Kelompok-kelompok oposisi di luar negeri yang bergerak di luar organisasi politik resmi diperintahkan untuk mengangkat narasi tentang "upaya tidak masuk akal Pemerintah Rusia bahwa serangan teroris sebagai pembenaran tindakan mereka di Ukraina,” kata SVR.
Sebelumnya, Presiden Vladimir Putin menengarai petinggi Ukraina berada di balik aksi serangan itu. Bahkan kali ini AS juga disebut-sebut berusaha menutupi serangan teroris itu.
Dalam insiden tersebut, ratusan warga menjadi korban tewas saat menyaksikan grup band idolanya beraksi. Usai serangan mematikan tersebut, Negara Islam Irak dan Syria mengklaim bertanggungjawab atas serangan itu,
Tak tinggal diam, penyidik Rusia berhasil mengamankan sejumlah pelaku penembakan brutal tersebut. Sedikitnya 8 orang disinyalir menjadi pelaku di lapangan. Mereka antara lain Muhammadsobir Fayzov sebagai pelaku termuda yang berprofesi sebagai tukang cukur rambut di sebuah kota dekat Moskow.
Baca juga: DPR Tunda Rapat Dengan KPU Penyelenggaraan Pemilu, Ini Alasannya
Fayez menjadi salah satu tersangka yang datang menggunakan kursi roda dan mata tertutup sebelah ke persidangan. Ia diduga mendapat siksaan saat ditahan dari pihak berwenang.
Lalu ada Dalerdzhon Mirzoyev warga Tajikistan yang terbang ke Moskow untuk keperluan bisnis. Mirzoyev berumur 32 tahun dan memiliki 4 anak.
Kemudian ada Shamsidin Fariduni warga Tajikistan yang berumur 25 tahun.
Fariduni mengakui telah menembak beberapa orang di Crocus City Hall demi 'sejumlah uang' sebesar 500.000 rubel atau Rp85 juta. Ia ditawari oleh seseorang yang tak disebutkan.
Lantas ada Saidakrami Rachabalizoda warga Tajikistan berumur 30 tahun.
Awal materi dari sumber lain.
PR #1192, opened 2023-02-10
Bump cryptography from 35.0.0 to 39.0.1 in /docs

Akasurde:
##### SUMMARY

Bumps cryptography from 35.0.0 to 39.0.1

##### ISSUE TYPE
- Bugfix Pull Request

##### COMPONENT NAME
docs/requirements.txt

### DIFF
--- a/docs/requirements.txt
+++ b/docs/requirements.txt
@@ -4,7 +4,7 @@ babel==2.9.1
 certifi==2022.12.7
 cffi==1.15.0
 charset-normalizer==2.0.7
-cryptography==35.0.0
+cryptography==39.0.1
 docutils==0.17.1
 idna==3.3
 imagesize==1.3.0


Shrews (changes requested):
These are requirements for _documentation_. Why do we even need this lib? I tested just removing it from this file and docs build just fine. Let's just delete it. Probably wouldn't hurt to go through the rest of the listed requirements and see if we can get it down to only what is actually needed.

Shrews:
So it seems these pins are present to keep the docs job from failing (see PR #888). I suspect the cryptography requirement comes in as something that is required by the `ansible-core` dependency (I don't know how Sam extracted all of these non-doc related deps). Since the docs job does not actually run ansible or even ansible-playbook, I see no reason ever update any of these pins that are not relevant to actually creating docs.

All that to say, I vote we ignore anything from dependencybot for the `docs/requirements.txt` file.

Akasurde:
Closing as per https://github.com/ansible/ansible-runner/pull/1192#issuecomment-1428397814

Rachabalizoda pernah terlibat dalam pelanggaran imigrasi hingga dikenai denda sejumlah 2.500 rubel pada 2018.
Kemudian pelaku Aminchon Islomov yang ditangkap otoritas Rusia dan dikonfirmasi oleh pengadilan negeri distrik Basmanny, pada Selasa (25/3).
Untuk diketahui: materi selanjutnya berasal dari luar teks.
PR #1198, opened 2023-02-26
Add podman-remote as container engine

rcarrillocruz:
This allows to have podman-remote as container engine option. 
This is to avoid having the images to hardcode linking podman to podman-remote.

### DIFF
--- a/ansible_runner/config/_base.py
+++ b/ansible_runner/config/_base.py
@@ -137,7 +137,7 @@ class BaseConfig(object):
 
         os.makedirs(self.artifact_dir, exist_ok=True, mode=0o700)
 
-    _CONTAINER_ENGINES = ('docker', 'podman')
+    _CONTAINER_ENGINES = ('docker', 'podman', 'podman-remote')
 
     @property
     def containerized(self):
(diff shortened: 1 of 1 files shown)


rcarrillocruz:
@shanemcd let me know what you think, per the conversation we had in chat.

sivel:
I believe this will also require a different way of handling the mounted volumes.  In ansible-test we do this by not using volumes, and instead by copying in and out the things we need.  Otherwise, you are mounting volumes from the remote podman host, and not from where the client is executed.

Lalu Dilovar Islomov, adik Aminchon Islomov yang terlibat dalam penembakan massal. Ia teridentifikasi sebagai pemilik sebuah mobil yang digunakan untuk kabur saat terjadi serangan pada jumat lalu.
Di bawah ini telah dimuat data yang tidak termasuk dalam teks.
PR #1200, opened 2023-02-27
Differentiate timeout vs idle timeout

TheRealHaoLiu:
currently idle timeout and timeout result in the same status call back this result in the AWX not being able to parse the differences between the two failure condition and make it confusing to debug

### DIFF
--- a/ansible_runner/runner.py
+++ b/ansible_runner/runner.py
@@ -35,6 +35,7 @@ class Runner(object):
         self.status_handler = status_handler
         self.canceled = False
         self.timed_out = False
+        self.idle_timed_out = False
         self.errored = False
         self.status = "unstarted"
         self.rc = None
@@ -337,7 +338,7 @@ class Runner(object):
                 if self.config.idle_timeout and (time.time() - self.last_stdout_update) > self.config.idle_timeout:
                     self.kill_container()
                     Runner.handle_termination(child.pid, is_cancel=False)
-                    self.timed_out = True
+                    self.idle_timed_out = True
 
             stdout_handle.close()
             stderr_handle.close()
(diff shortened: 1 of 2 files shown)


ansible_runner/runner.py
```diff
@@ -350,6 +350,8 @@ def _decode(x):
             self.status_callback('successful')
         elif self.timed_out:
             self.status_callback('timeout')
+        elif self.timed_out:
```
Akasurde: Shouldn't be this `idle_timeout` instead of `timed_out`?

ansible_runner/runner.py
```diff
@@ -337,7 +337,7 @@ def _decode(x):
                 if self.config.idle_timeout and (time.time() - self.last_stdout_update) > self.config.idle_timeout:
                     self.kill_container()
                     Runner.handle_termination(child.pid, is_cancel=False)
-                    self.timed_out = True
+                    self.idle_timed_out = True
```
relrod, line 341: This will need a default like `timed_out` has on line 37. Otherwise if we _don't_ hit this case, we'll crash when we check the variable below.

Shrews (changes requested):
You are missing checks in several places where currently `self.timed_out` is checked for cleanup, return codes, etc.

Also, we might need to consider if this is a breaking change because `status` value is now different, which is sort of an API change. Not sure this can be backported.

AlanCoding:
Really quick 2 cents here - I also think the API change of a new `status` would be disruptive and prone to break things. Not something we want in the error handling! If you look a layer deeper in the call stack, other options present themselves.

https://github.com/ansible/ansible-runner/blob/d392c5150e85b2db842a7c4d206d03d3f7393d53/ansible_runner/runner.py#L101-L109

Instead of using a new `status` value for the call to `status_callback`, it would go much more smoothly to add more data to `status_data` in the `status_handler`. I think you could even safely abuse `job_explanation`, because this failure path is a known scenario and it shouldn't be conflicting with anything else setting that string. This could relatively nice present the timeout _reason_ to the user.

Kemudian adalah seorang ayah dari Aminchon Islomov dan Dilovar Islomov yang terlibat dalam penembakan massal pada pekan lalu.
Baca juga: Kejaksaan Periksa Robert Bono Susatya Di Kasus Senilai Rp 271 triliun, Aktor Utama?
Ia terduga sebagai salah satu komplotan dari keluarga tersebut yang membantu tersangka lain untuk kabur dari gedung konser tersebut.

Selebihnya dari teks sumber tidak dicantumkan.